# Video!! Crossroads New Boer Kids, 5, 6 and 7 days old!



## Crossroads Boers (Feb 19, 2011)

Here is a video from today! Little stinkers!! We have our hands FULL!! 

Hope you enjoy it!!


----------



## ksalvagno (Oct 6, 2009)

I love watching the babies pop around. They are just too fun!


----------



## nancy d (Oct 5, 2007)

Just love your vids you are so talented!


----------



## Crossroads Boers (Feb 19, 2011)

Thanks Nancy!


----------



## Tenacross (May 26, 2011)

Nice!


----------



## Wlschwallenberg (Jan 4, 2013)

Great looking goaties! The kids are so cute.


----------



## toth boer goats (Jul 20, 2008)

Very nice


----------



## No1_stunna (Mar 4, 2013)

Which ones are doelings and what are your prices if u r selling them ?


----------



## olbossy (May 20, 2012)

They are just way too cute!


----------



## Frosty (Feb 13, 2010)

Thank you for sharing the video. I so love to watch them running around.. I am housebound right now taking care of my brother who is dying and I so enjoy this site and can hardly wait til I can get my farm started up.


----------



## Crossroads Boers (Feb 19, 2011)

Thank you all! I am just loving life right now!! They are all so much fun!
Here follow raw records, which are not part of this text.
PR #4918, opened 2026-09-08
dispatcher: trigger event_routes for disabled/inactive destinations on init/reload in mode 2

### LINKED ISSUE #4906: dispatcher: event_callback_mode=2 (DS_EVRTMODE_INIT) does not trigger event_route on startup/reload for disabled destinations
According to the official documentation for module `dispatcher` ([dispatcher_admin.xml](https://kamailio.org/docs/modules/stable/modules/dispatcher.html#dispatcher.p.event_callback_mode)):

> *"If set to 2, the event routes will always be executed when a state change occurs, even if no previous state exists (**for example, on startup or reload**)."*

However, in `dispatch.c`, `ds_run_route()` is only ever executed inside `ds_update_state()`, which is triggered upon receiving SIP probe (OPTIONS) replies or when an explicit runtime state update command is processed.

Because disabled or inactive destinations (`flags = 4`, `DS_DISABLED_DST` or `flags = 1`, `DS_INACTIVE_DST`) are intentionally skipped during keepalive probing in `ds_ping()` (`if(ds_skip_dst(...)) continue;`), `ds_update_state()` is never invoked for them.

Consequently, initial event routes (`dispatcher:dst-down`) are never fired on startup or reload for these destinations. In environments where monitoring systems (e.g. Prometheus via `xhttp_prom` or Zabbix) rely on `event_route[dispatcher:dst-down]` to set gateway metric gauges, initially disabled gateways are completely absent from exported metrics, breaking Low-Level Discovery (LLD) and observability.

#### Reproduction

1. Configure `dispatcher` with:
```ini
modparam("dispatcher", "event_callback_mode", 2)
```

2. Define an event route to export/log status:
```ini
event_route[dispatcher:dst-down] {
    xinfo("Destination DOWN: $dsv(uri) flags: $dsv(flags)\n");
}
event_route[dispatcher:dst-up] {
    xinfo("Destination UP: $dsv(uri)\n");
}
```

3. Add a destination with disabled flag `4` in `dispatcher.list` or database:
```text
1 sip:192.0.2.10:5060 4 0
```

4. Start Kamailio or issue `kamcmd dispatcher.reload`.
5. Observe that `dispatcher:dst-down` is never executed for `sip:192.0.2.10:5060`, and no state is reported until a manual state change occurs.

### Possible Solutions

Trigger initial event routes during startup and post-reload for all configured destinations when `event_callback_mode` is set to `2` (`DS_EVRTMODE_INIT`):

1. Iterate over `_ds_list` using `ds_iter_set()` to execute `dispatcher:dst-down` (for inactive/disabled nodes) or `dispatcher:dst-up` (for active nodes) with appropriate `$dsv(flags)`.
2. Execution context:
   - For startup: execute in post-fork worker context (such as `PROC_SIPINIT` / rank 1 or `PROC_POSTCHILDINIT`) rather than `PROC_INIT` (pre-fork) to ensure safe execution of `event_route`.
   - For reload: trigger post-reload in `dispatcher.reload`.

I have a working proof-of-concept patch tested in our environment. I would appreciate feedback on:
- Whether this behavior aligns with the original intent of `DS_EVRTMODE_INIT`.
- The preferred process rank for the startup callback execution.

I will gladly submit a clean PR once the architectural approach is confirmed.

### Additional Information

- [x] LLM/AI Assistants were involved in discovery, analysis or submission of the issue
- [ ] It happened in a production deployment
- [x] It happened in a testing or development deployment
- [ ] Testing or fuzzing tools were used to generate SIP traffic when it happened

* **Kamailio Version** - output of `kamailio -v`:

```text
kamailio 6.1.4 (x86_64/Linux)
```

* **Operating System**:

```text
Linux (Debian 13 x86_64)
```

lean1ee:
### Description

When `event_callback_mode = 2` (`DS_EVRTMODE_INIT`) is enabled, event routes are executed for active destinations on the first probe reply (via `old_state == 0`). However, disabled (`flags = 4`) and inactive (`flags = 1`) destinations are intentionally skipped from OPTIONS keepalive probing in `ds_ping_set()`, and neither `child_init` nor `dispatcher_rpc_reload` invoked `ds_update_state()`.

Consequently, initial event routes (`dispatcher:dst-down`) were never fired for these destinations on startup or reload, leaving monitoring systems (e.g. Prometheus via `xhttp_prom` or Zabbix) without metrics for disabled gateways.

This patch adds `ds_run_init_event_routes()`, which iterates over `_ds_list` using `ds_iter_set()` to trigger `dispatcher:dst-down` for disabled and inactive destinations:
- On startup: in `child_init()` for `rank == PROC_SIPINIT` (first worker).
- On reload: in `dispatcher_rpc_reload()` right after lists are successfully loaded into shared memory.

Active destinations continue to be triggered by keepalive replies as originally introduced in #4460, avoiding duplicate events.

Closes #4906

### DIFF
--- a/src/modules/dispatcher/dispatch.c
+++ b/src/modules/dispatcher/dispatch.c
@@ -4202,11 +4202,11 @@ int ds_update_state(sip_msg_t *msg, int group, str *address, str *iuid,
 
 
 			if((ds_event_callback_mode == DS_EVRTMODE_RUNTIME)
-					|| (ds_event_callback_mode == DS_EVRTMODE_INIT)
+					|| ((ds_event_callback_mode & DS_EVRTMODE_OPTIONS) == 0)
 					|| ((mode & DS_STATE_MODE_FUNC) == 0)) {
 				was_down = ds_skip_dst(old_state);
 				is_down = ds_skip_dst(idx->dlist[i].flags);
-				if(ds_event_callback_mode == DS_EVRTMODE_INIT) {
+				if(ds_event_callback_mode & DS_EVRTMODE_INIT) {
 					if((!was_down && is_down) || (old_state == 0 && is_down)) {
 						ds_run_route(msg, address, "dispatcher:dst-down", rctx);
 					} else if((was_down && !is_down)
@@ -4495,6 +4495,47 @@ int ds_reinit_state_all(int group, int state)
 					old_state, idx->dlist[i].flags, idx);
 		}
 	}
+	ds_put_list(list);
+	return 0;
+}
+
+/**
+ * Callback for iterating over destinations to trigger init event routes
+ * for disabled and inactive nodes
+ */
+static void ds_run_init_dst_cb(ds_set_t *node, int i, void *arg)
+{
+	ds_rctx_t rctx;
+
+	if(!ds_skip_dst(node->dlist[i].flags)) {
+		return;
+	}
+
+	memset(&rctx, 0, sizeof(ds_rctx_t));
+	rctx.flags = node->dlist[i].flags;
+	rctx.setid = node->id;
+	rctx.uri = node->dlist[i].uri;
+	rctx.code = 0;
+
+	ds_run_route(NULL, &node->dlist[i].uri, "dispatcher:dst-down", &rctx);
+}
+
+/**
+ * Execute event routes for disabled/inactive destinations when DS_EVRTMODE_LOAD is enabled
+ */
+int ds_run_init_event_routes(void)
+{
+	ds_list_t *list;
+
+	if((ds_event_callback_mode & DS_EVRTMODE_LOAD) == 0)
+		return 0;
+
+	list = ds_get_list();
+	if(list == NULL || list->head == NULL)
+		return 0;
+
+	LM_DBG("executing init event routes for disabled/inactive destinations\n");
+	ds_iter_set(list->head, &ds_run_init_dst_cb, NULL);
 	ds_put_list(list);
 	return 0;
 }
--- a/src/modules/dispatcher/dispatch.h
+++ b/src/modules/dispatcher/dispatch.h
@@ -91,8 +91,9 @@
 #define DS_STATE_MODE_FUNC (1<<1)
 
 #define DS_EVRTMODE_RUNTIME 0
-#define DS_EVRTMODE_OPTIONS 1
-#define DS_EVRTMODE_INIT 2
+#define DS_EVRTMODE_OPTIONS (1 << 0)
+#define DS_EVRTMODE_INIT    (1 << 1)
+#define DS_EVRTMODE_LOAD    (1 << 2)
 
 #define DS_SELRES_FAILED (ds_selres_t){0}
 
@@ -181,6 +182,7 @@ int ds_update_state(sip_msg_t *msg, int group, str *address, str *iuid,
 		int state, int mode, ds_rctx_t *rctx);
 int ds_reinit_state(int group, str *address, str *iuid, int state);
 int ds_reinit_state_all(int group, int state);
+int ds_run_init_event_routes(void);
 int ds_reinit_duid_state(int group, str *vduid, int state);
 int ds_mark_dst(struct sip_msg *msg, int state);
 int ds_mark_dst_mode(struct sip_msg *msg, int state, int mode);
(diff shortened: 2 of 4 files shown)


miconda:
I think this should be introduced as mode 4 and the event_callback_mode be tested as a flag/bit, then various modes can be combined.

By just pushing like it is, the behaviour for mode 2 changes, because this is not done on a state change, this is done always with the initial state.

lean1ee:
Thanks @miconda for the guidance!
I have updated the PR accordingly:
- Evaluated `event_callback_mode` as bitmask flags (`1 << 0`, `1 << 1`, `1 << 2`).
- Added mode 4 (`DS_EVRTMODE_LOAD`, `1 << 2`) to execute `dispatcher:dst-down` for initial state of disabled and inactive destinations on startup and RPC reload.
- Mode 2 remains backwards compatible and modes can now be combined (e.g., `2 + 4 = 6`).
- Updated the documentation in `dispatcher_admin.xml`.

src/modules/dispatcher/dispatch.c
```diff
@@ -4201,12 +4201,11 @@ int ds_update_state(sip_msg_t *msg, int group, str *address, str *iuid,
 			}
 
 
-			if((ds_event_callback_mode == DS_EVRTMODE_RUNTIME)
-					|| (ds_event_callback_mode == DS_EVRTMODE_INIT)
+			if(((ds_event_callback_mode & DS_EVRTMODE_OPTIONS) == 0)
```
miconda: The condition for `ds_event_callback_mode == DS_EVRTMODE_RUNTIME` (for value 0) was removed. Was it intentional?

lean1ee:
It wasn't meant to drop mode 0 support conceptually — the idea was that since mode 1 (`DS_EVRTMODE_OPTIONS`, `1 << 0`) restricts execution to OPTIONS keepalives only, testing `((ds_event_callback_mode & DS_EVRTMODE_OPTIONS) == 0)` evaluates to true whenever bit 0 is unset. This covers mode 0 (`DS_EVRTMODE_RUNTIME` where all bits are 0), as well as modes 2, 4, and 6.

However, I realize this makes mode 0 implicit and leaves `DS_EVRTMODE_RUNTIME` unused in the source.

Would you prefer keeping `(ds_event_callback_mode == DS_EVRTMODE_RUNTIME)` explicitly, like this:

```c
if((ds_event_callback_mode == DS_EVRTMODE_RUNTIME)
		|| ((ds_event_callback_mode & DS_EVRTMODE_OPTIONS) == 0)
		|| ((mode & DS_STATE_MODE_FUNC) == 0)) {
```

Or would you prefer structuring the condition differently?

src/modules/dispatcher/dispatch.c
lean1ee: It wasn't meant to drop mode 0 support conceptually — the idea was that since mode 1 (`DS_EVRTMODE_OPTIONS`, `1 << 0`) restricts execution to OPTIONS keepalives only, testing `((ds_event_callback_mode & DS_EVRTMODE_OPTIONS) == 0)` evaluates to true whenever bit 0 is unset. This covers mode 0 (`DS_EVRTMODE_RUNTIME` where all bits are 0), as well as modes 2, 4, and 6.

However, I realize this makes mode 0 implicit and leaves `DS_EVRTMODE_RUNTIME` unused in the source.

Would you prefer keeping `(ds_event_callback_mode == DS_EVRTMODE_RUNTIME)` explicitly, like this:

```c
if((ds_event_callback_mode == DS_EVRTMODE_RUNTIME)
		|| ((ds_event_callback_mode & DS_EVRTMODE_OPTIONS) == 0)
		|| ((mode & DS_STATE_MODE_FUNC) == 0)) {
```

Or would you prefer structuring the condition differently?

miconda: I think it is better and safer in long term to keep that condition explicitly. If other changes are done, then the mode condition can be found quickly.

I am thinking that, after a proper review, maybe all possible modes should be changed to be flags and initialized to what would be the new value for DS_EVRTMODE_RUNTIME

lean1ee: Updated the PR to keep `(ds_event_callback_mode == DS_EVRTMODE_RUNTIME)` explicitly as discussed. Thanks!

Frosty... I am so sorry about your brother. I'm sure he and your family is so grateful for your help right now. 

Liberty Belle( red kid with tiny white stripe on her right side) and Beauty( red kid with two white front feet jumping around the rock) are the two doelings. We are going to keep both of them for now.  
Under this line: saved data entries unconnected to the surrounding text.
PR #4925, opened 2026-09-09
sdpops: fix $sdp(m0:*) to use the first m-line

Sig-thd:
#### Pre-Submission Checklist
  from source code folder

#### Type Of Change

#### Checklist:
- [x] Tested changes locally

#### Description

The `m0` variants of `$sdp(...)` return values taken from the **last** media stream of an SDP
body instead of the first, whenever the body carries more than one `m=` line.

The SDP parser prepends each parsed stream to the session list (`src/core/parser/sdp/sdp.c`,
"Insert the new stream": `stream->next = _session->streams; _session->streams = stream;`), so
`sdp->sessions->streams` points at the **last** m-line parsed. `pv_get_sdp()` dereferenced that
pointer directly for every `m0`-named case, so the returned value came from the wrong stream.
A body with a single stream is unaffected, which is why this is easy to miss.

The fix selects the stream with `get_sdp_stream_sdp(sdp, 0, 0)`, which matches on the
parse-ordered `stream_num`, so index 0 is the first `m=` line as the variable name implies.

Affected variables: `$sdp(m0:rtp:port)`, `$sdp(m0:rtcp:port)`, `$sdp(m0:raw)`, `$sdp(m0:b:AS)`,
`$sdp(m0:b:RR)`, `$sdp(m0:b:RS)`.

**Reproduction.** With a two-stream offer such as an IMS audio+video INVITE:

```
v=0
o=- 0 0 IN IP4 198.51.100.1
s=-
c=IN IP4 198.51.100.1
t=0 0
m=audio 49170 RTP/AVP 96
a=rtpmap:96 AMR-WB/16000
m=video 51372 RTP/AVP 97
a=rtpmap:97 H264/90000
```

`$sdp(m0:rtp:port)` yields `51372` (the video stream) where `49170` is expected. The same offset
applies to the other `m0` variants.

**Impact seen in practice.** Found in a 5G SA / IMS deployment where the P-CSCF reads
`$sdp(m0:...)` while building the media description for QoS authorisation. On audio-only calls
the values were correct; as soon as video was offered, the first-stream lookup silently returned
the video stream's values.

**Testing.** The change has been running in a production IMS deployment carrying VoNR and ViNR
traffic. Voice, video and SMS-over-IMS calls were exercised after the change with no regression,
and single-stream bodies behave exactly as before. Verified against current `master`;
`clang-format` clean using the in-tree `.clang-format` with clang-format 18, the version the
`pull_request` workflow pins.

### DIFF
--- a/src/modules/sdpops/sdpops_mod.c
+++ b/src/modules/sdpops/sdpops_mod.c
@@ -2135,6 +2135,7 @@ int sdpops_attr_val(str *payload, str *attr, str *val)
 static int pv_get_sdp(sip_msg_t *msg, pv_param_t *param, pv_value_t *res)
 {
 	sdp_info_t *sdp = NULL;
+	sdp_stream_cell_t *stream0 = NULL;
 	str sess_version = STR_NULL;
 	long sess_version_num = 0;
 	unsigned int uport = 0;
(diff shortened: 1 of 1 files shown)


miconda:
Thanks!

Both traditional bucks and the grey-ish buck are for sale. But no doelings currently.


----------



## Jessica84 (Oct 27, 2011)

They are so friendly, 90% of my kids see me and run as fast as they can . But very cute kids and video


----------



## bayouboergoats (Dec 30, 2012)

AHHHH!!!!!! 
I love them even more now! They are all getting thicker!


----------



## Crossroads Boers (Feb 19, 2011)

Welllll.. we spend quite a bit of time with our goats! That's why they are so friendly!  

Aren't they just adorable?? Beauty, Star's doe, is "unbelievable cute"!! I think it's her ears! I love her!! She's the one jumping around the rock in the first part of the video. She's a little nudge to the others though. When they are all sleeping soundly under the heat lamps, she comes romping over the top of them because she wants to play! I've seen her do that over and over! 

I can't wait to see how these guys all mature. The first show is in 8-9 weeks... I think we are going to show the doelings. Bucks aren't allowed.  Last year there were only 4 does in the 0-3 class... and we had 3 of them! Ruby was 1st, Diamonds was 2nd and our other doe was 4th. Not exactly a competitive show, but I just like to hear what the judge has to say about them.


----------



## NyGoatMom (Jan 26, 2013)

Great video, cute kids! Thanks for sharing!


----------



## bayouboergoats (Dec 30, 2012)

!!!


----------



## bayouboergoats (Dec 30, 2012)

bayouboergoats said:


> !!!


Not sure where my message went!!! Lol

Good luck at the show if you do go!


----------



## Crossroads Boers (Feb 19, 2011)

Thanks!!!


----------



## BoerMaster23 (Nov 8, 2012)

That's it! I'm offically in love! That little paint is gorgeous! Along with the rest of them, Congratulations! So beautiful!


----------



## Crossroads Boers (Feb 19, 2011)

Thank you BoerMaster!! We are so thrilled with them!!


----------